のりしろは、茅野市の起業支援事業から生まれた“起業の種”のメディアです。 なぜ、ただの空室情報ではなく、活用イメージを添えて届けるのか。 茅野駅前で店をつくってきた運営メンバーの原体験から、お話しします。
私たちはこれまで、茅野駅前で古着屋、ホテル、カフェをつくってきました。 でも正直に言うと、どの物件も最初に見たときは、荷物の眠る物置や、がらんとした空き部屋。 その空間を見ただけだったら、ひとつも始めていなかったと思います。
変わったのは、デザイナーや大工さんが「ここをこう施工したら、カッコよくなる」とパース(完成イメージ)を描いてくれたとき。 その場所の“あと”の姿が初めて見えて、「ここでやってみよう」と思えた。 一歩を踏み出させてくれたのは、物件そのものではなく、「この場所が、こうなる」というイメージでした。
※ 実際に手がけてきた改装です。
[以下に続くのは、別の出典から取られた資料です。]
PR #1991, opened 2024-03-24
Define box by compositing

zasdfgbnm:
Add support for "define box by compositing".


zasdfgbnm:
!build

zasdfgbnm:
!build

zasdfgbnm:
!build

csrc/index_compute.cpp
```diff
@@ -3460,12 +3464,14 @@ Val* Index::eye(
 //           \               \-> I4
 //            \-> I2 -> split -> I5 (Bulk)
 //                           \-> I6
+// I7
 //
 // Originating bulk IterDomains: { I3, I5 }
 // Box IterDomains: { I3, I5 }
 // Inner IterDomains: {}
 // TMA-global IterDomains: { I1, I2 }
 // TMA domain: [I2, I1].
```
zasdfgbnm, line 3473:
```suggestion
// TMA domain: [I7, I2, I1].
```

csrc/index_compute.cpp
```diff
@@ -3338,18 +3338,19 @@ Val* Index::eye(
...
-// We call [I1, I2] the "TMA domain" of the tensor.
+// We call [I0, I1, I2] the "TMA domain" of the tensor.
 //
 // Second, we need to tile each dimension of the TMA domain of the tensor. If we
 // want a contiguous box dim (see Definition 3: "boxId" below), then we do one
 // split to get the box. If we want a strided box dim, then we do two splits,
 // the first split is to get the box, and the second split is to get the stride.
-// In the above diagram, I1 has a contiguous box dim, and I2 has a strided box
-// dim.
+// Note that if the tile size is 1, we can skip tiling, for this case, we call
```
naoyam, line 3351: To clarify, does this mean there's only one tile or there may be multiple tiles, each of which is a size-1 tile? I suppose it's the former.

zasdfgbnm: I am referring to the later. There can be multiple tiles, but the tile size must be one. For this case, we do not need to create a Bulk ID. For the former case, where there is only one tile, what we need is to parallelize the entire dim as `Bulk`, instead of doing a split and parallelize the inner as `Bulk`. The former case is done in https://github.com/NVIDIA/Fuser/pull/2004, which is currently WIP.

naoyam: Hmm, does the size-1 tile mean a 1D tile with dimension being 1 or just a 1D tile? It should be the latter since otherwise there's no point of TMA, right?

zasdfgbnm: Oh, I see the confusion here. What I want to say is, "if the size of a box dimension is 1". So it is not necessarily a 1D tile. It can be a tile like, for example, `(1, 4)`.

zasdfgbnm: For example, without this PR, if I have a tensor of shape `[1024, 1000, 128]`, and I want to load with tile size `[1, 16, 4]`, then I have to schedule the fusion like `[1024/1, 1 (bulk), 1000/16, 16 (bulk), 128/4, 4 (bulk)]`. With this PR, I can omit the first split, and leave the fusion as `[1024, 1000/16, 16 (bulk), 128/4, 4 (bulk)]`

naoyam: Thanks. That clarifies my confusion indeed. I think it'd be more clear to say "a dimension of a tile is 1".

csrc/index_compute.cpp
```diff
@@ -3460,12 +3464,14 @@ Val* Index::eye(
 //           \               \-> I4
```
drzejan2, line 3464: Maybe we could improve readability of the code:
```
// -> I0 -> split -> I1 -> split -> I3 (Bulk)
//              \               \-> I4
//               \-> I2 -> split -> I5 (Bulk)
//                              \-> I6
// -> I7
```

At the beginning I though that `I7` is some kind of artifact.

drzejan2 (dismissed):
Changes look good, although I will need some more time to wrap my mind around merging non-TMA-global IDs.

Thanks!

csrc/index_compute.cpp
zasdfgbnm: I changed it to `a box dimension has size 1` in https://github.com/NVIDIA/Fuser/pull/2004 in https://github.com/NVIDIA/Fuser/pull/2004/commits/095101f267109ef52cd8a2a78d46c7f5e5e0e5e3.
I will try to leave this PR as-is (as long as there is no functional error), and resolve all PR reviews in https://github.com/NVIDIA/Fuser/pull/2004. This way, I don't need to deal with merge conflicts.

csrc/index_compute.cpp
```diff
@@ -3878,38 +3885,98 @@ std::pair<Val*, Val*> Index::getCpAsyncBulkGmemIndex(
 
   int64_t itemsize = dataTypeSize(gmem_tv->dtype());
 
+  // Loop through the frontier from inner to outer, handle TMA-global ID and
```
naoyam, line 3888: Could you also give a simple illustrative example?

csrc/index_compute.cpp
zasdfgbnm: Added in https://github.com/NVIDIA/Fuser/pull/2004 in https://github.com/NVIDIA/Fuser/pull/2004/commits/f7869f4de4527b0a449470d84bf31d65fa0e2763. I am resolving reviews in followup PRs so that I do not need to handle merge conflicts.

csrc/index_compute.cpp
zasdfgbnm: Added a few examples in https://github.com/NVIDIA/Fuser/pull/2004/commits/43a43d181144417b52c94449d1195320142e8961
Example 1 and 2 are relavent to this PR.

csrc/index_compute.cpp
```diff
@@ -3878,38 +3885,98 @@ std::pair<Val*, Val*> Index::getCpAsyncBulkGmemIndex(
...
+  //               '-> [START] --'
+  //                   /    ^
+  //   non-TMA-global /      \ TMA-global
+  //        ID       |        |   ID
+  //                  \      /
+  //                   v    /
+  //              .-> [PENDING] --.
+  //              |               |
+  //              '---------------'
+  //              non-TMA-global ID
```
naoyam, line 3909: Not sure how to interpret this state diagram.  What does the state imply? Wonder what it means when the state returns to START. 

As for the arrow, I suppose the label refers to the outer domain of the current domain, correct? The next state means the state of the domain when two domains are merged?

zasdfgbnm: Looks like the doc needs a lot more clarification. I did it in https://github.com/NVIDIA/Fuser/pull/2004/commits/989092638145aa5f2bfc7b7171d381165495ea4b, hopefully it will be more understandable. Every time when I use a state machine, I feel that it does make the code clean and neat, but it also makes the idea very difficult to explain. This happened a few times in the past... Hopefully, I answered all your questions in the updated doc.

zasdfgbnm:
TODO: check dim of TMA

zasdfgbnm:
!build

zasdfgbnm:
!build

zasdfgbnm:
@naoyam This is ready for review again

csrc/index_compute.cpp
```diff
@@ -3696,38 +3675,112 @@ std::pair<Val*, Val*> Index::getCpAsyncBulkGmemIndex(
...
+  //
+  // There can only be four types of IterDomains in the TMA domain:
+  // -  P: partitioned IterDomain
+  // -  C: coordinate IterDomain
+  // - SB: strided box IterDomain
+  // - CB: contiguous box IterDomain
+  //
+  // For the example of the Figure 6 in doc/dev/tma.md, the TMA domain is
+  // [I1, I2, I3, I4, I5, I6, I7, I8, I9], and the types of these IDs are
+  // [ C,  B,  P,  C,  B,  B,  C,  B,  B]
```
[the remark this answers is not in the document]
zasdfgbnm: Oh sorry, you are right. I was originally thinking that we only need one type of `B`, but later I realized we need to distinguish `B` and `CB`, but I forget to update this.

csrc/index_compute.cpp
```diff
@@ -3696,38 +3675,112 @@ std::pair<Val*, Val*> Index::getCpAsyncBulkGmemIndex(
...
+  //
+  // The algorithm works as follows: We run a 3-state machine. The state machine
+  // is initialized as START. After setting the initial state, we loop through
+  // the TMA domain from inner to outer. During the loop, for each IterDomain we
+  // see, we take an action and change the state of the machine. The action and
+  // target state depend on the current state of the machine, and the type and
+  // contiguity of the IterDomain we encounter. The actions and transition of
+  // states are shown in the following diagram:
```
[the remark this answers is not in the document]
zasdfgbnm: Yes, for example, if you have a tensor [I1, I2, I3] with contiguity [F, F, T], and you schedule like:
```C++
coord3, tile3 = split(I3, 4);
// I1 and I2 are left untouched
```
then after visit `I2`, the machine will be in state `PENDING COORD`, and it will then visit `I1`, which is a discontiguous coordinate ID.

csrc/index_compute.cpp
```diff
@@ -3696,38 +3675,112 @@ std::pair<Val*, Val*> Index::getCpAsyncBulkGmemIndex(
...
+  //
```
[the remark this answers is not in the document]
zasdfgbnm: Yes, in the example https://github.com/NVIDIA/Fuser/pull/1991#discussion_r1574259005, after visiting `I3`, the machine will be in state `START`. Then when visiting `I2`, it will hit `C`. Note that getting a `C` in `START` always indicate that there is a new dimension which has implicit box size 1.

csrc/index_compute.cpp
```diff
@@ -3659,29 +3632,35 @@ std::pair<Val*, Val*> Index::getCpAsyncBulkGmemIndex(
...
+      tma_id_to_stride_id.count(std::get<0>(tma_domain.back())) == 0,
+      "When interleave is CU_TENSOR_MAP_INTERLEAVE_NONE ",
+      "(this is always the case for nvFuser now)",
+      ", the first element of elementStrides must be one.");
+
+  // Validate that tma_domain is a superset of tma_ids, otherwise there is
+  // something wrong in the schedule.
   std::unordered_set<IterDomain*> seen;
-  for (auto tuple : frontier) {
+  std::unordered_set<Val*> pending_tma_ids(tma_ids.begin(), tma_ids.end());
```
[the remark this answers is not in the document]
zasdfgbnm: fixed

csrc/index_compute.cpp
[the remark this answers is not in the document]
zasdfgbnm: changed

csrc/index_compute.cpp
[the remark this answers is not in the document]
naoyam: I see. Makes sense, but does the split of `I3` matter?

csrc/index_compute.cpp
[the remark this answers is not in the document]
naoyam: Oh, I see, so it's for an implicit size-one box.

csrc/index_compute.cpp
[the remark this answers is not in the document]
naoyam: OK, I see. Thanks!

naoyam (approved):
LGTM. Thanks for explaining all the details!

最初は、どれもただの“空き空間”でした。
まちで店を営む人、事業を経営している人に聞くと、始めたきっかけは驚くほど「たまたま」が多いんです。
一方で、「やりたいこと」から考え始めると、うまくいかないことも多い。 需要がなかったり、そもそも合うテナントが見つからなかったり、 考え抜いたアイデアが再現性のない、実現しようのないものだったり。 思いが強い人ほど、この壁にぶつかります。
つまり、まちで起業しようと思ったとき、そこには見えない選択肢と、見えない枠がある。 チャンスは確かにまちの中にあるのに、家業やご縁のある一部の人にしか届いていなかったんです。
家業を継ぐ。知り合いに教えてもらう。たまたまテナントに出会う。 これまで偶然に頼っていたきっかけは、よく見ればぜんぶ、まちの中にすでにあった“起業の種”でした。
のりしろは、その種を集めて、可視化して、活用イメージまで添えて届けるメディアです。 空きテナント、後継者を探す店、間借りできる場所、地域に眠る事業アイデア。 「何かやりたい」という思いのある人に、まちのチャンスがちゃんと届く形をつくる。 それが、このメディアの役割です。
まちにすでにある“種”から、自分にハマるものをえらぶ。 気になったら、茅野駅前の起業支援拠点 KiiTOS が計画づくりから実行まで伴走します。